What do cassette tapes and compact discs have in common with Super-OSJs?
They are once-essential innovations that now struggle for relevance. Tapes and CDs, for that roughly 20-year interregnum between vinyl records and digital audio formats, were, one after the other, the primary ways that audiophiles accessed music.
Similarly, for a time, Super-OSJs provided a crucial access point in the wealth management industry. Situated between registered representatives and their broker-dealers, OSJs provided more responsive service to the reps, along with supervision and compliance support, and as frontline recruiters for the firms. OSJs went home with their fees, and most everyone was happy.
It’s different now, with technology enabling broker-dealers to provide the support and services to their advisors directly, and most firms—again, leveraging technology—recruiting reps without need of an intermediary. It’s becoming harder for OSJs to justify their slice of revenues, which themselves are shrinking due to fee compression.
What’s a middleman to do?
The hybrid RIA model provides a way forward for OSJs seeking to redefine their value propositions, regain their relevance in a changing industry and position themselves for long-term growth and success.
OSJs’ Achilles Heel
The only way to maintain relevance with advisors is to provide them something of value.
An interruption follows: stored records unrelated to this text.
PR #8048, opened 2019-10-16
[iOS] Add UpdateMode platform-specific to DatePicker and TimePicker

jcmanke:
### Description of Change ###

Add iOS-specific to UpdateMode enum from Picker to DatePicker and TimePicker.

### Issues Resolved ### 

Didn't see any GitHub issues, but some related forum threads:
- https://forums.xamarin.com/discussion/93521/what-is-date-picker-behaviour-in-xamarin-forms
- https://forums.xamarin.com/discussion/98832/add-cancel-button-to-ios-datepicker-and-timepicker-only-change-the-value-when-done-is-clicked
- https://forums.xamarin.com/discussion/94666/cant-detect-ok-button-press-on-datepicker

### API Changes ###

Added:
 - `Xamarin.Forms.PlatformConfiguration.iOSSpecific.DatePicker` class
 - `Xamarin.Forms.PlatformConfiguration.iOSSpecific.TimePicker` class

### Platforms Affected ### 

- Core/XAML (all platforms)
- iOS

With the tide of advisors shifting towards advisory models, OSJs risk being left out in the cold if they don’t put themselves in a position to support advisors doing fee-based business.
Establishing an independent RIA while maintaining a Super-OSJ office and the existing relationship with broker-dealer, enables firms to meet advisors where they are in terms of establishing the right model for themselves, whether it’s as a dual registrant or purely as an individual advisory representative of the RIA.
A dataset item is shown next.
PR #8057, opened 2019-10-17
[Tizen] Register self-owned renderers on preload

swift-kim:
### Description of Change ###
Self-register renderers in Xamarin.Forms assemblies ahead-of-time in `Forms.Preload()`. This improves the time required for application launches up to 40 ms (including JIT compilation time) in our testing environment.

But this is just the tip of the iceberg. Much of the true value of setting up an independent RIA lies in the fact that it can be structured as a business entity. The Achilles heel of the Super-OSJ model is in the independent contractor relationship that representatives have with the broker-dealer.
Broker-dealers are required to pay their 1099 contractors individually, not any business entity like an LLC, partnership or corporation. As such, most of the value of the revenue reps generate through client service accrues in reps’ books of business, not with the Super-OSJ office, which essentially provides a set of services that, while necessarily, are not irreplaceable.